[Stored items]
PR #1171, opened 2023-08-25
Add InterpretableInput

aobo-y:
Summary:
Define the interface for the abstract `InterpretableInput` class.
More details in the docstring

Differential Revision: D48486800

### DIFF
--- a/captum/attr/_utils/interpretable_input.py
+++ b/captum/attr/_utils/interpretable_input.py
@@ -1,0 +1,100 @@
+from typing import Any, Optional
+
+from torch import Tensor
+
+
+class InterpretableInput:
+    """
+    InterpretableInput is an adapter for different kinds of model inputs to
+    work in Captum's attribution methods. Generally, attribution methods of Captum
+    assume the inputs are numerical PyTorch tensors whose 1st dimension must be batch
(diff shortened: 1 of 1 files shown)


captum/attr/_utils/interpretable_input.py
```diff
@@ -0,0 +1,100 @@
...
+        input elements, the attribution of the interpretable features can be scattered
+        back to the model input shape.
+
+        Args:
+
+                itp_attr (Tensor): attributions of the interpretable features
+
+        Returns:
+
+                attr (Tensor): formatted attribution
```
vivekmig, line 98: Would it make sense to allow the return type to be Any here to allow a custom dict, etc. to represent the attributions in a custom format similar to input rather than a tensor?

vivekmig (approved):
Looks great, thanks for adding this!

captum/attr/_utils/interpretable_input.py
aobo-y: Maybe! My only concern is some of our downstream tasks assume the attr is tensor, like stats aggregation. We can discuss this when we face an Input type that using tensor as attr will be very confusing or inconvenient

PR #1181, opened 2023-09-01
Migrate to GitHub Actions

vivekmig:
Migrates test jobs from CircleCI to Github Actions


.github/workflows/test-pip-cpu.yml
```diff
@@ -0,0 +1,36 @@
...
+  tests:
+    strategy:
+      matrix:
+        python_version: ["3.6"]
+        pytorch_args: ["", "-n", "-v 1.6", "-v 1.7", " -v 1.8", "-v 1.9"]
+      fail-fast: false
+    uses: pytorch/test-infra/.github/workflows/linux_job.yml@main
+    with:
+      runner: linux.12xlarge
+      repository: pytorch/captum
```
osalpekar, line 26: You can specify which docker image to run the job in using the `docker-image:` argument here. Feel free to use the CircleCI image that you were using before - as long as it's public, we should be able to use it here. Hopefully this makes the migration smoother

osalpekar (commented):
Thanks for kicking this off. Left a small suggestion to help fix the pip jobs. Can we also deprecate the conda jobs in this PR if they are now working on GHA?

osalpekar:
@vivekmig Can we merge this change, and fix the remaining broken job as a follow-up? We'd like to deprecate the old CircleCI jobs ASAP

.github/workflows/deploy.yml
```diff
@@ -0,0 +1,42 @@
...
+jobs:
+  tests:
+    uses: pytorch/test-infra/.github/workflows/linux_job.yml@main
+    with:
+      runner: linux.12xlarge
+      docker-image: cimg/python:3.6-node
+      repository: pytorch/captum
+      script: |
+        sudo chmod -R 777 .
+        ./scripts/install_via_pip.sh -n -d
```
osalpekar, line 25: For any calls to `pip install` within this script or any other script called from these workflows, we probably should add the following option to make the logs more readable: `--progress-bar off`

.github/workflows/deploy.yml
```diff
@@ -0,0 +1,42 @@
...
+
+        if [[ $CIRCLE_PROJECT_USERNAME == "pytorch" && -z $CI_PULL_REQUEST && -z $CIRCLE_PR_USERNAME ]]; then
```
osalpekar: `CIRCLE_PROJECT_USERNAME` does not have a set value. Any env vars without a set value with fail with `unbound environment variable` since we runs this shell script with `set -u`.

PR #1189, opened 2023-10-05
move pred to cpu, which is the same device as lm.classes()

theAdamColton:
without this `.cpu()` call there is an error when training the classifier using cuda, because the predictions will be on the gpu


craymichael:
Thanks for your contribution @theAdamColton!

---

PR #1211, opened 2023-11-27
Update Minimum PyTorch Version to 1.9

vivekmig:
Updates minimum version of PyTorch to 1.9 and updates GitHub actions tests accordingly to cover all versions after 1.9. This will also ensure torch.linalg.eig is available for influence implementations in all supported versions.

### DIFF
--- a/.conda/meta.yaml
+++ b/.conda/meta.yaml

WORK ITEM.
Lines with "should" in the records above: copy every one of them.

YOUR RESPONSE.
osalpekar, line 26: You can specify which docker image to run the job in using the `docker-image:` argument here. Feel free to use the CircleCI image that you were using before - as long as it's public, we should be able to use it here. Hopefully this makes the migration smoother
osalpekar, line 25: For any calls to `pip install` within this script or any other script called from these workflows, we probably should add the following option to make the logs more readable: `--progress-bar off`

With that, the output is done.